*** Opening of Information provided ***
PR #1459, opened 2024-08-28
More SBOM logic improvements

luhring:
This PR continues to improve the state of melange's SBOM code:

1. Fixes the issue where our external references used `PACKAGE_MANAGER` instead of `PACKAGE-MANAGER`.
2. Breaks apart "SBOM generation" logic from "writing the SBOM back into the APK's filesystem" logic. The hope is we can then use this seam to implement tests in the near future.

### DIFF
--- a/pkg/build/build.go
+++ b/pkg/build/build.go
@@ -497,6 +497,10 @@ func (b *Build) IsBuildLess() bool {
 // ConfigFileExternalRef calculates ExternalRef for the melange config
 // file itself.
 func (b *Build) ConfigFileExternalRef() (*purl.PackageURL, error) {
+	// TODO(luhring): This is now the second implementation of finding the commit
+	//  for the config file (the first being the "detectedCommit" logic. We should
+	//  unify these.
+
 	// configFile must exist
 	configpath, err := filepath.Abs(b.ConfigFile)
 	if err != nil {
@@ -508,6 +512,11 @@ func (b *Build) ConfigFileExternalRef() (*purl.PackageURL, error) {
 	if err != nil {
 		return nil, nil
 	}
+
+	// TODO(luhring): This is brittle and assumes a specific git remote configuration.
+	//  We should consider a more general approach, and this may be moot when we
+	//  unify our git state detection mechanisms.
+
 	// If no remote origin, skip (local git repo)
 	remote, err := r.Remote("origin")
 	if err != nil {
--- a/pkg/build/build.go
+++ b/pkg/build/build.go
@@ -871,8 +871,9 @@ func (b *Build) BuildPackage(ctx context.Context) error {
 		sp := sp
 
 		log.Infof("generating SBOM for subpackage %s", sp.Name)
-		if err := sbom.Generate(ctx, &sbom.Spec{
-			Path:            filepath.Join(b.WorkspaceDir, "melange-out", sp.Name),
+
+		apkFSPath := filepath.Join(b.WorkspaceDir, "melange-out", sp.Name)
+		if err := sbom.GenerateAndWrite(ctx, apkFSPath, &sbom.Spec{
 			PackageName:     sp.Name,
 			PackageVersion:  fmt.Sprintf("%s-r%d", b.Configuration.Package.Version, b.Configuration.Package.Epoch),
 			License:         b.Configuration.Package.LicenseExpression(),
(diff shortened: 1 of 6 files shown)


pkg/sbom/implementation.go
```diff
@@ -75,11 +75,12 @@ func encodeInvalidRune(r rune) string {
...
-// checkEnvironment returns a bool indicating if Spec's Path exists. If the path
-// does not exist, it returns false and a nil error. If an error occurs while
-// checking the directory, it returns false and the error.
-func checkEnvironment(spec *Spec) (bool, error) {
-	dirPath, err := filepath.Abs(spec.Path)
+// checkEnvironment returns a bool indicating if the specified path for an APK's
+// filesystem exists. If the path does not exist, it returns false and a nil
+// error. If an error occurs while checking the directory, it returns false and
+// the error.
+func checkEnvironment(apkFSPath string) (bool, error) {
```
vaikas, line 82: super nit and certainly not your doing, but checkEnvironment seems a bit confusing vs. checkPathExists or something like that. Environment has so many loaded meanings.

pkg/sbom/implementation.go
```diff
@@ -155,7 +156,7 @@ func addPackage(doc *spdx.Document, p *pkg) {
 	}
 
 	// Add the purl to the package
-	const extRefCatPackageManager = "PACKAGE_MANAGER"
+	const extRefCatPackageManager = "PACKAGE-MANAGER"
```
vaikas, line 159: nit, why not hoist to package level constant for easier discoverability?

pkg/sbom/implementation.go
```diff
@@ -95,14 +96,14 @@ func checkEnvironment(spec *Spec) (bool, error) {
 	return true, nil
 }
 
-// generateAPKPackage generates the sbom package representing the apk
-func generateAPKPackage(spec *Spec) (pkg, error) {
+// generateAPKPackage generates the sbom package representing the apk.
+func generateAPKPackage(spec *Spec) (*pkg, error) {
```
vaikas, line 100: nit: If I saw this in other code I'd assume it creates the actual APKPackage, again, not your doing, but I'd consider renaming this to generateAPKSBOM or something like that.

pkg/build/build.go
```diff
@@ -497,6 +497,10 @@ func (b *Build) IsBuildLess() bool {
 // ConfigFileExternalRef calculates ExternalRef for the melange config
 // file itself.
 func (b *Build) ConfigFileExternalRef() (*purl.PackageURL, error) {
+	// TODO(luhring): This is now the second implementation of finding the commit
```
vaikas, line 500: Are these TODOs worthy of an issue? If I were looking at the second implementation, would I know of this one?

vaikas (commented):
super nitty nits, but are there tests that exist? Could we add some if they don't?

pkg/sbom/implementation.go
luhring: I agree, the name is vague and unhelpful — time to change it...

pkg/sbom/implementation.go
luhring: I definitely can — I thought about this, and wasn't sure of our stylistic preference. A theme from our recent style guide discussions is to keep value definitions as local as possible to where they're used. But this seems like a general SPDX-ism that's perhaps worthy of hoisting

pkg/sbom/implementation.go
luhring: Agreed 1000%

pkg/build/build.go
luhring: >Are these TODOs worthy of an issue?

Yes! I'll open one and link it here...

>If I were looking at the second implementation, would I know of this one?

Good point — do you have a specific solution in mind? I can add a similar comment to the other implementation, for example.

pkg/sbom/implementation.go
luhring: 7209756

pkg/sbom/implementation.go
luhring: 9f3a18f

pkg/build/build.go
luhring: c7f9e86 adds a cross-referencing comment

luhring: https://github.com/chainguard-dev/melange/issues/1460

luhring:
> super nitty nits, but are there tests that exist? Could we add some if they don't?

@vaikas There are no tests, and there haven't ever been as far as I can tell. 😞 

We can add an E2E test that asserts the SBOM in an APK against a goldenfile or something. From what I can tell there's not yet a great place to put in tests for our SBOM logic, because of how tangled the data flow is throughout these giant structs that depend on mutations using data from all sorts of places. But I think this PR makes progress toward a more "testable" state, FWIW.

vaikas (approved):
Thank you!

jdolitsky (approved):

jdolitsky (approved):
*** Close of Information provided ***
Problem requirements ::
Take the lines above from the first through the one containing "1. Fixes the" and reproduce them exactly; include nothing else.

Task solution ::
PR #1459, opened 2024-08-28
More SBOM logic improvements

luhring:
This PR continues to improve the state of melange's SBOM code:

1. Fixes the issue where our external references used `PACKAGE_MANAGER` instead of `PACKAGE-MANAGER`.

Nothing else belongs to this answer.